- Born: Richard T. Rush Aug 16, 1882 Australia
- Died: Mar 11, 1956 (aged 73) Los Angeles, California
- Occupation: Actor
- Years active: 1920–1948

= Dick Rush =

American actor

Richard T. Rush (August 16, 1882 – March 11, 1956) was an Australian-born American character actor of the silent and sound film eras. During his 28-year career, he would appear in between 160 and 300 films (depending on the source). The large majority of his parts were smaller roles, although he would occasionally be cast in a smaller featured role.

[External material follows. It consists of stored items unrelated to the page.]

PR #1904, opened 2018-11-14
Zero-node specs and warning message

taylorkearns:
- Adds specs for wrapping zero nodes with `getDOMNode`, `dive`, and `name!`.
- Modifies the warning language to better accommodate zero nodes:
```
Method x is only meant to be run on a single node. 2 found instead.
Method x is only meant to be run on a single node. 0 found instead.
```
becomes
```
Method x is meant to be run on 1 node. 2 found instead.
Method x is meant to be run on 1 node. 0 found instead.
```

### DIFF
--- a/packages/enzyme/src/ReactWrapper.js
+++ b/packages/enzyme/src/ReactWrapper.js
@@ -1095,7 +1095,7 @@ class ReactWrapper {
     const fnName = typeof name === 'string' ? name : 'unknown';
     const callback = typeof fn === 'function' ? fn : name;
     if (this.length !== 1) {
-      throw new Error(`Method “${fnName}” is only meant to be run on a single node. ${this.length} found instead.`);
+      throw new Error(`Method “${fnName}” is meant to be run on 1 node. ${this.length} found instead.`);
     }
     return callback.call(this, this.getNodeInternal());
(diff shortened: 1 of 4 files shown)


packages/enzyme/src/ReactWrapper.js
```diff
@@ -1095,7 +1095,7 @@ class ReactWrapper {
     const fnName = typeof name === 'string' ? name : 'unknown';
     const callback = typeof fn === 'function' ? fn : name;
     if (this.length !== 1) {
-      throw new Error(`Method “${fnName}” is only meant to be run on a single node. ${this.length} found instead.`);
+      throw new Error(`Method “${fnName}” is meant to be run on 1 node. ${this.length} found instead.`);
```
ljharb: Can you elaborate on why this change is clearer to you? "single" means "1".

taylorkearns: When I scan the message, I pick up faster on the number 1 than the words "a single".  Because `this.length` is an integer, I find it easier to compare the two integers.

taylorkearns:
Updated this PR to just add the zero node specs, removes the suggested change to warning message.

Issue #1798, opened 2018-08-28
Documentation does not make it clear when to use `.dive()` vs `.shallow()`


GreenGremlin:
**Describe the bug**

It's not clear to me what the differences between `.dive()` and `.shallow()` are. From the documentation, and the code, it looks like they do the same thing except that `.dive()` errors if the element is anything but a component. It also looks like `.dive()` inherits the options of the container it is called on, where `.shallow()` does not. 

Why would one choose to use `.dive()` over `.shallow()`, or vice versa?  I imagine, it `.dive()` is preferred over `.shallow()`, since it's more restrictive, but it would be nice if the documentation called that out explicitly.

ljharb:
`.dive()` is sugar for "throw if there's more than one child, throw if that child isn't a custom component, call `.shallow` on it". It was a common enough pattern that it warranted first-class inclusion.

Improvements to the docs to make this more clear are quite welcome.

ljharb:
In particular, the mantra i often use is "when shallow rendering, one .dive() per HOC"

dschinkel:
I use dive() but even after reading above I still don't get why it matters vs a double shallow.  It's still not clear to me what dive() is giving me, the use case for it and why it's warranted in x situations.  If you need to get past an HOC, that works with double shallow OR dive() I've found.

AmirhosseinBayat:
this example show everything clearly:
`it('calls actions as expected when toggling switches', () => {
    const wrapper = shallow(
      <CameraSettings />,
      { context: { store: mockStore(initialState) } },
    );
    const render = wrapper.dive();
    render.find('Switch').forEach(child => {
      child.simulate('valueChange');
    });
});`

GreenGremlin:
> this example show everything clearly:

That’s a decent example of how to use dive, but shallow would work there just the same.

dschinkel:
No what I'm asking are use cases for using **double shallow** vs **shallow + dive**.

dschinkel:
Removed my questions doesn't look like I'm going to get a response....I'll figure it out and share it in my course.

ljharb:
i don't always have time to get to questions right away; but deleting them is a pretty good way to ensure i can't answer them :-p

dschinkel:
It's alright I need to move ahead anyway with stuff..I need to come to a conclusion one way or another and felt my post was pretty lengthy anyway.  I could put it back up, if you feel like you want to answer it later when you have time

ljharb:
[...]

PR #1905, opened 2018-11-15
[Docs] Add a NOTE line in docs of `.dive()` about it would throw error

markselby9:
Add a NOTE line in docs of `.dive()` about it would throw error under some cases.

See #1798

### DIFF
--- a/docs/api/ShallowWrapper/dive.md
+++ b/docs/api/ShallowWrapper/dive.md
@@ -2,7 +2,7 @@
 
 Shallow render the one non-DOM child of the current wrapper, and return a wrapper around the result.
 
-NOTE: can only be called on wrapper of a single non-DOM component element node.
+NOTE: can only be called on a wrapper of a single non-DOM component element node, otherwise it will throw an error. If you have to shallow-wrap a wrapper with multiple child nodes, use [.shallow()](ShallowWrapper/shallow.md).
 
 
 #### Arguments


docs/api/ShallowWrapper/dive.md
```diff
@@ -2,6 +2,8 @@
 
 Shallow render the one non-DOM child of the current wrapper, and return a wrapper around the result.
 
+NOTE: `dive` would throw an error if the wrapper contains more than one child, or if the (only one) child isn't a custom React component.
```
ljharb: This note is a duplicate of the one that appears right below it.

markselby9: I just made a change by amending the commit, please check.

docs/api/ShallowWrapper/dive.md
```diff
@@ -2,7 +2,8 @@
 
 Shallow render the one non-DOM child of the current wrapper, and return a wrapper around the result.
 
-NOTE: can only be called on wrapper of a single non-DOM component element node.
+NOTE: `dive` would throw an error if the wrapper contains more than one child, or if the (only one) child isn't a custom React component element node.
```
ljharb: Does "can only be called" not imply to you that it will throw an error?

"single" means "only one", and "non-DOM" means "custom React component".

markselby9: I agree, no need to change this sentence. I made a modification again.

Issue #388, opened 2016-05-12
When shallow rendering, .find, .findWhere, etc only go one node deep


dclowd9901:
I'm finding that even though I can output all content with wrapper.html(), when I try to dig through a rendered shallow component with .find and .findWhere, they stop at the top level. 

In this example:
```
wrapper.findWhere(function(el){ console.log(el); });
```
for instance, only runs once, even for a component with deeply nested inline elements.

Aweary:
That is what shallow rendering does:

https://facebook.github.io/react/docs/test-utils.html#shallow-rendering

>Shallow rendering is an experimental feature that lets you render a component "one level deep" and assert facts about what its render method returns, without worrying about the behavior of child components, which are not instantiated or rendered. This does not require a DOM

If you want to assert on the fully rendered DOM, you can use `mount`.

dclowd9901:
Sorry, I think I didn't make myself clear:

```
class Component extends React.Component {
    inline() {
        return (<div id="i-am-inline"></div>);
    }

    render() {
        return (<div id="i-am-the-parent">{this.inline()}</div>);
    }
}

var wrapper = Enzyme.shallow(<Component />);

console.log(wrapper.html());
// outputs
// <div id="i-am-the-parent"><div id="i-am-inline"></div></div>

console.log(wrapper.find('#i-am-inline').length);
// outputs 0
```

If I perform `wrapper.find('#i-am-inline')` it won't be found, despite the fact that it is clearly being rendered.

Aweary:
@dclowd9901 I'll reopen this for now until I can reproduce and clarify what the expected behavior here should be.

dclowd9901:
Thanks; it may just be my misunderstanding of shallow render. My understanding was always that it will render an entire *component* (depth notwithstanding), just not other components that might inhabit it.

brad-decker:
the find method seems to be working only against the nodes that are compiled via shallow, or mount, and in the case of shallow only the root node will be found. The html() method will render the full html but the find method is not finding against the html output. Ran into this issue earlier today and just using mount fixed the problem.

ljharb:
That's intentional - `html()` just does a full `render`, but `.find` operates on the shallow tree.

brad-decker:
@ljharb yeah i agree with you. I think this issue can be closed.

Aweary:
Then I will close this out again 😄

jwbay:
[...]

PR #1912, opened 2018-11-21
[Docs] `html`: shallow renders full tree

zbycz:
I was very confused, why `shallow().html()` returns the whole HTML tree. This is kind of unxepected, so this PR can help others undestand.

I found that its expected behavior here: https://github.com/airbnb/enzyme/issues/388#issuecomment-250234719

btw, how does it really work? Does it call the same render method for both `mount()` and `shallow()`? Possibly even for `render()`? Thanks!


ljharb:
`.html()` calls into `render`.

What is probably wanted most of the time is `.debug()`.

docs/api/ShallowWrapper/html.md
```diff
@@ -1,10 +1,11 @@
 # `.html() => String`
 
-Returns a string of the rendered HTML markup of the current render tree.
+Returns a string of the rendered HTML markup of the current render tree. The full tree is rendered, not only the Shallow part.
```
ljharb:
```suggestion
Returns a string of the rendered HTML markup of the entire current render tree (not just the shallow-rendered part).
```

zbycz:
@ljharb Thanks for the clarification! I accepted your suggestion and added a sentence about internal workings and hint for debug.

I hope several commits are fine - github can squash em, right?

His first part was in the silent 1920 film, Three Gold Coins, starring Tom Mix. His final appearance would be in 1948's Devil's Cargo, part of "The Falcon" film series.

==Selected filmography==
- 3 Gold Coins (1920)
- The Village Sleuth (1920)
- Perils of the Rail (1925)
- The Benson Murder Case (1930)
- What Price Hollywood? (1932)
- Forbidden Trail (1932)
- Alimony Madness (1933)
- The Last Round-Up (1934)
- Men of the Night (1934)
- Beyond the Law (1934)
- The Whole Town's Talking (1935)
- Trails End (1935)
- After the Thin Man (1936)
- Million Dollar Haul (1935)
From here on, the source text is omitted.